Meaning, Definitions, Characteristics, Functions and Importance of Environmental Accounting

Environmental accounting is a subset of accounting proper, its target being to incorporate both economic and environmental information. It can be conducted at the corporate level or at the level of a national economy through the System of Integrated Environmental and Economic Accounting, a satellite system to the National Accounts of Countries (among other things, the National Accounts produce the estimates of gross domestic product otherwise known as GDP).

Environmental accounting is a field that identifies resource use, measures and communicates costs of a company’s or national economic impact on the environment. Costs include costs to clean up or remediate contaminated sites, environmental fines, penalties and taxes, purchase of pollution prevention technologies and waste management costs.

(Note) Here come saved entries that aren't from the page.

PR #1547, opened 2021-02-01
Add a languages scan and sync tool

dhb52:
# Add a languages scan and sync tool

## Proposed Changes

  - scan `src, stubs, resources/views` for `__()`
  - scan translatable field from XxxScreen,  `$name`, `$description`
  - loads resources/lang/*.json
  - order translations by key
  - when existing key not included in some json translation, `[*].$key` is for translation, which indicates further translation needed.

### DIFF
--- a/lang.php
+++ b/lang.php
@@ -3,9 +3,9 @@
 # adapted from https://github.com/barryvdh/laravel-translation-manager
 function find_translation_keys(): array
 {
-    $files = glob_recursive("./src", "*");
-    $files = array_merge(glob_recursive("./stubs", "*"), $files);
-    $files = array_merge(glob_recursive("./resources/views", "*"), $files);
+    $files = glob_recursive("./src", "*.php");
+    $files = array_merge(glob_recursive("./stubs", "*.php"), $files);
+    $files = array_merge(glob_recursive("./resources/views", "*.php"), $files);
     $files = array_filter($files, function ($f) {
         return is_file($f);
     });
@@ -24,6 +24,19 @@ function find_translation_keys(): array
         "\s*[\),]";                                     // Close parentheses or new parameter
 
 
+    $translatables = [
+        "name",
+        "description",
+    ];
+    $translatablePattern =                              // public $name = "Create User"; $this->name = "Edit User";
+        '(public[^\w]*\$|\$this->)'.                    // public | $this->
+        '('.implode('|', $translatables).')'.           // (name|description)
+        "[^\w]*=[^\w]*".                                // Blank
+        "(?P<quote>['\"])".                             // Match " or ' and store in {quote}
+        "(?P<string>(?:\\\k{quote}|(?!\k{quote}).)*)".  // Match any string that can be {quote} escaped
+        "\k{quote}".                                    // Match " or ' previously matched
+        "[^\w]*;";                                            // End with ";"
+
     $keys = [];
 
     foreach ($files as $file) {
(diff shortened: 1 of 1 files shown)


dhb52:
`php lang.php > summary.md`

tabuna:
Hi @dhb52, very cool idea, but what do you think would be a separate package that the class will use?
We would connect it to GitHub Actions, and it would do it automatically.

For example:

```bash
php vendor/bin/lang.php --test
```
Check and issue warnings.


And for development, we would use the bin dependency, for example
```bash
php vendor/bin/lang.php --fix
```

Which would have already added the missing translation.

I can help you with this if you want.

dhb52:
> Hi @dhb52, very cool idea, but what do you think would be a separate package that the class will use?
> We would connect it to GitHub Actions, and it would do it automatically.
> 
> For example:
> 
> ```shell
> php vendor/bin/lang.php --test
> ```
> 
> Check and issue warnings.
> 
> And for development, we would use the bin dependency, for example
> 
> ```shell
> php vendor/bin/lang.php --fix
> ```
> 
> Which would have already added the missing translation.
> 
> I can help you with this if you want.

Thanks for offering help, my php skill is quite poor.
Originally, I tried writing this tool without bringing in `composer`. 
And what I've done is for `--fix`, 
and I need to do dry-run as `--test`, which is quite helpful to notify developer when adding new `translation` into the commited code.

As I put `[*].$key` for missing translation, today, I also wrote a python tool for cloud translation provided by `Baidu`, and the code goes like this:

```python
# coding=utf-8

import glob
import hashlib
import http.client
import json
import os.path
import random
import urllib
import urllib.parse
import time


class BaiduTranslator:
    host = "api.fanyi.baidu.com"
    uri = "/api/trans/vip/translate"

    def __init__(self, appid, secret, to_lang, from_lang="en") -> None:
        self.appid = appid
        self.secret = secret
        self.to_lang = to_lang
        self.from_lang = from_lang

    def translate(self, q):
        http_client = None

        salt = random.randint(32768, 65536)
        sign = self.appid + q + str(salt) + self.secret
        sign = hashlib.md5(sign.encode()).hexdigest()

        params = {
            "appid": self.appid,
            "sign": sign,
            "from": self.from_lang,
            "q": q,
            "to": self.to_lang,
            "salt": salt,
            "sign": sign,
        }

        data = urllib.parse.urlencode(params)
        url = f"{self.uri}?{data}"

        result = None
        try:
            http_client = http.client.HTTPConnection(self.host)
            http_client.request("GET", url)
            response = http_client.getresponse()
            result_all = response.read().decode("utf-8")
            result = json.loads(result_all)
        except Exception as e:
            print(e)
        finally:
            if http_client:
                http_client.close()

        return result["trans_result"][0]["dst"] if result != None else None


if __name__ == "__main__":
    for path in glob.glob("resources/lang/*.json"):
        file_name = os.path.basename(path)
        locale = file_name[: -len(".json")]
        baidu = BaiduTranslator(
            appid="YOUR APPID", secret="YOUR SECRET", to_lang=locale
        )
        with open(path) as json_file:
            translation = json.load(json_file)
            for (key, val) in translation.items():
                if val.startswith("[*]"):
                    new_val = baidu.translate(key)
                    time.sleep(1)
                    translation[key] = new_val
            print(translation) #TODO write back to file.
```
With these two tools, we can't quickly creating a new `machine translated` language file quickly.
And I think these auto tool should be run manually.

BTW: I would like to use Google Cloud Translator at first, but it's not available for China. ;-(

dhb52:
a composer package is here: https://github.com/dhb52/orchid-lang

Issue #182, opened 2016-08-25
html report file doesn't show details in a browser


cuevasj:
The attached (zipped) html file was generated using **mbedgt -V --report-html=my_report.html** (with the fix to mbed_report_api.py described in issue #181).

When I open the file (with Chrome, Firefox, or Internet Explorer) only OK or FAIL for each test
suite is shown.  None of the details like timing and test steps are shown, although they are actually
in the source html.  A screenshot of what I see is also attached.

It looks like clicking on OK or FAIL should result in some action, but when I do click them nothing happens.  As far as I can tell the JavaScript is not being executed.

[my_report.zip](https://github.com/ARMmbed/greentea/files/437428/my_report.zip)
![capture](https://cloud.githubusercontent.com/assets/19537551/17975839/3d06662c-6ab9-11e6-959b-d5f040873333.PNG)

bridadan:
@cuevasj Thanks for reporting this!

I was able to create an HTML report that let me view the complete log, though that was using the mbed OS 5 release. I did notice that the JavaScript was failing to find the proper element in the attached report you posted. I made a PR that should fix this issue: https://github.com/ARMmbed/greentea/pull/183

Would mind trying that PR and seeing if it fixes your issue? Or could provide the steps that you took to create that report so I can reproduce it?

Thanks!

cuevasj:
@bridadan You're welcome and thanks for fixing it!

Yes, the file from the PR generated a report that let me view the details - with the caveat that I had to apply the patch mentioned in #181.

For the record I'm running the mbed-drivers tests on a FRDM-K64F dev kit.  When our product is ready I'll switch to that.

bridadan:
Great, thanks @cuevasj! We'll look into the issue you mentioned in #181 and find a proper fix, I noticed even with the patch you described some of the information got jumbled.

@mazimkhan @ConorPKeegan This patch should be ready to go!

ciarmcom:
ARM Internal Ref: IOTSFW-2873

bridadan:
@cuevasj said https://github.com/ARMmbed/greentea/pull/183 fixed this issue for him, so this should be good to close @mazimkhan @adbridge

bridadan:
Bump, good to close @mazimkhan @adbridge

PR #183, opened 2016-08-25
Using getElementById for fetching elements in HTML report

bridadan:
This commit should fix an issue with the HTML report where sometimes
clicking on the OK/FAIL button does not bring up the test summary. It uses
the getElementById function in addition to the div id string to correctly
fetch the element and hide/show it.

This should help address #182.

Please review at @ConorPKeegan 
FYI @mazimkhan

### DIFF
--- a/mbed_greentea/mbed_report_api.py
+++ b/mbed_greentea/mbed_report_api.py
@@ -223,24 +223,30 @@ html_template = """
     <head>
         <title>mbed Greentea Results Report</title>
         <script type="text/javascript">
-            function toggleOverlay(elem) {
-                if (elem.style.display == "") {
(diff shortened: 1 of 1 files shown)


ConorPKeegan:
@bridadan Looks good to me

bridadan:
@ConorPKeegan Cool, thanks! Let's wait to hear from @cuevasj to see if it solves his problem, or see if he can provide details on how to reproduce the issue he saw so we can confirm that this fixes the issue.

bridadan:
Looks like @cuevasj said this fixed his issue in #182. Ready to go @mazimkhan

cuevasj:
Yes, this fixed my issue.  Sorry I didn't notice that you were waiting for me.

An environmental accounting system consists of environmentally differentiated conventional accounting and ecological accounting. Environmentally differentiated accounting measures effects of the natural environment on a company in monetary terms. Ecological accounting measures the influence a company has on the environment, but in physical measurements.

Functions and Roles

External Functions

By disclosing the quantitatively measured results of its environmental conservation activities, external functions allow a company to influence the decision-making of stakeholders, such as consumers, investors, and local residents.

Internal Functions

As one step of a company’s environmental information system, internal function makes it possible to manage environmental conservation cost and analyze the cost of environmental conservation activities versus the benefit obtained, and promotes effective and efficient environmental conservation activities through suitable decision-making.

Benefits/Importance

While environmental accounting can focus on environmental management accounting or financial accounting, the most prominent benefits come from the application of environmental management accounting methods. This type of accounting focuses on gathering, estimating and analyzing costs associated with the use of energy and physical materials like timber, metal or coal. Standard accounting practices tended to place these costs in the catch all category of overhead, but environmental management accounting allows accountants to apply activity based cost principles to more accurately associate these costs to various projects or events. Decision makers who can see exactly where these natural resources are used across various projects can locate areas of synergy that allow them to reduce the amount of wasted materials at the program or enterprise level.

Relevance

Environmental accounting should provide valid information related to a company’s environmental conservation costs and benefits from associated activities which contributes to the decision-making of stakeholders.

Reliability

Environmental accounting should eliminate seriously inaccurate or biased data and aid in building the trust and reliability of stakeholders.

Neutrality

Information that is disclosed taking a fair and impartial stance.

Prudence

Information that may be vague or unclear should be handled carefully and the nature, scope and grounds on which it is based should be made clear.

Completeness

The scope of environmental accounting should extend to all material and significant information for all environmental conservation activities.

Understandability

By achieving understandability of disclosure of necessary environmental accounting data, environmental accounting should eliminate the possibility of any mistaken judgment about the company’s environmental conservation activities.

Comparability

Environmental accounting makes it possible for a company to make year-on-year comparisons. Information provided should be comparable with different companies in the same sector.